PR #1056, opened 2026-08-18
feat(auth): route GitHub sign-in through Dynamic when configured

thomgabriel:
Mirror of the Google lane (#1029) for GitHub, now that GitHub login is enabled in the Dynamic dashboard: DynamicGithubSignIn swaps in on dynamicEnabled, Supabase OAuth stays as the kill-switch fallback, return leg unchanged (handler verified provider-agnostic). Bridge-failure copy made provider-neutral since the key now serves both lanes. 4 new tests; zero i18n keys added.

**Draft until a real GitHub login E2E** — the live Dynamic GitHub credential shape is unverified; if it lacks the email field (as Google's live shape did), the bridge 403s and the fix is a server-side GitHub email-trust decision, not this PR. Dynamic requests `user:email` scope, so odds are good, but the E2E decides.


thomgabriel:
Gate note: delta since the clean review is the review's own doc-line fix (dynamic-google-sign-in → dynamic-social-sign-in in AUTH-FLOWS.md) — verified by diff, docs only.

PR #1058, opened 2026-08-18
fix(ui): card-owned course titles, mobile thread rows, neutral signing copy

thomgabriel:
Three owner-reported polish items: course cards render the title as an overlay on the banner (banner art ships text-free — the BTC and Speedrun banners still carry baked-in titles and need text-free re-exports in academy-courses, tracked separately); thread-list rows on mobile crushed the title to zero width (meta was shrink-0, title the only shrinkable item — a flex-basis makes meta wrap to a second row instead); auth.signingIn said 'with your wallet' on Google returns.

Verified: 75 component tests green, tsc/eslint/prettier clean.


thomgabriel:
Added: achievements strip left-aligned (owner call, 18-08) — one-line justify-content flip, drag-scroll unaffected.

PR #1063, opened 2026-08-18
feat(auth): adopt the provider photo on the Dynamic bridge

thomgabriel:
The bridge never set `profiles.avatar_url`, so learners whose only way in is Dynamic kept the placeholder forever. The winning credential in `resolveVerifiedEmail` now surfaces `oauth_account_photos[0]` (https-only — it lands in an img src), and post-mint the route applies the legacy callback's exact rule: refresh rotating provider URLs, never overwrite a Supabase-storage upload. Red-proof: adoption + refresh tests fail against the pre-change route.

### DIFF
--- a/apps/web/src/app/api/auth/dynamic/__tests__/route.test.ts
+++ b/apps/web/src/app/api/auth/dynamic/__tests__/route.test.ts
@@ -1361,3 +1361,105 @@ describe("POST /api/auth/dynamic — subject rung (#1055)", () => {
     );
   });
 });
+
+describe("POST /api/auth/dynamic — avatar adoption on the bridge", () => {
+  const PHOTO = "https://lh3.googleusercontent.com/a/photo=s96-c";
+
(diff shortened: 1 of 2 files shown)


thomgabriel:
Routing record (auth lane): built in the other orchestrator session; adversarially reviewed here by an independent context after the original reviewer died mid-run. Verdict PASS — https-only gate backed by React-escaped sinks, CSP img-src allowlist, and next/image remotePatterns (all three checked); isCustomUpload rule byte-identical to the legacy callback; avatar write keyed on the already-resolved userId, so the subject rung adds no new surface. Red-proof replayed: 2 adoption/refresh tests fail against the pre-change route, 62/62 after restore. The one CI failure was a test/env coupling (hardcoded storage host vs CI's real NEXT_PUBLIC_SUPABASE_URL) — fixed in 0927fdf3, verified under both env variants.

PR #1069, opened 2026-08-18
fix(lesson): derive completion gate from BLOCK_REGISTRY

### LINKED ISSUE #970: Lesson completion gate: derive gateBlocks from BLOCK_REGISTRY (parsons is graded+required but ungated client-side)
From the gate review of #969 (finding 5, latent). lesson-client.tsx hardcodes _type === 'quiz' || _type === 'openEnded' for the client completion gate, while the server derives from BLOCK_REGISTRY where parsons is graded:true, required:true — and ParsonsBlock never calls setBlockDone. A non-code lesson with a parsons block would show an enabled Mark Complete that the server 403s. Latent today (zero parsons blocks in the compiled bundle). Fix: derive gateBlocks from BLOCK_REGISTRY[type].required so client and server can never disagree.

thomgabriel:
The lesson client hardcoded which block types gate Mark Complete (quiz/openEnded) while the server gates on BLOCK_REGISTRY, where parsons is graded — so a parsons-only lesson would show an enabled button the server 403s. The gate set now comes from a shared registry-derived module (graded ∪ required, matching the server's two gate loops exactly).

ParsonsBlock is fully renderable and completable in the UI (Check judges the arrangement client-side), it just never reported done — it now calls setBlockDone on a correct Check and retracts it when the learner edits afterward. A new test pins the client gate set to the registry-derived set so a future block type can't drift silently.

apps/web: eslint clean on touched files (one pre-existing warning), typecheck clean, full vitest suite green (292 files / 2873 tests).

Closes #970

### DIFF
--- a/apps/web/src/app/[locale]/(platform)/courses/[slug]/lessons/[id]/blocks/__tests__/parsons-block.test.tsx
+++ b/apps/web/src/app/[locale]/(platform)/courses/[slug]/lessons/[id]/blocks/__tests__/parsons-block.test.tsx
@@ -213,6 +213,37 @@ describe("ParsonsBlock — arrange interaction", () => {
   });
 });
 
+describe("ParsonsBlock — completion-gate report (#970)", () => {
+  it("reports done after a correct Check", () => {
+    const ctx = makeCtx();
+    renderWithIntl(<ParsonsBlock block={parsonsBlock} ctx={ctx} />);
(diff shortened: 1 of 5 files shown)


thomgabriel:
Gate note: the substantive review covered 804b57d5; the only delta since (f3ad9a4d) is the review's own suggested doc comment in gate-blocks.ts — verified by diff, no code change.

◇ ◇ ◇ ◇ ◇ ◇ ◇

__WHAT YOU NEED TO DO__. Copy every line of the listing containing the string "neutral".

__ANSWER FOR THE TASK__.
Mirror of the Google lane (#1029) for GitHub, now that GitHub login is enabled in the Dynamic dashboard: DynamicGithubSignIn swaps in on dynamicEnabled, Supabase OAuth stays as the kill-switch fallback, return leg unchanged (handler verified provider-agnostic). Bridge-failure copy made provider-neutral since the key now serves both lanes. 4 new tests; zero i18n keys added.
fix(ui): card-owned course titles, mobile thread rows, neutral signing copy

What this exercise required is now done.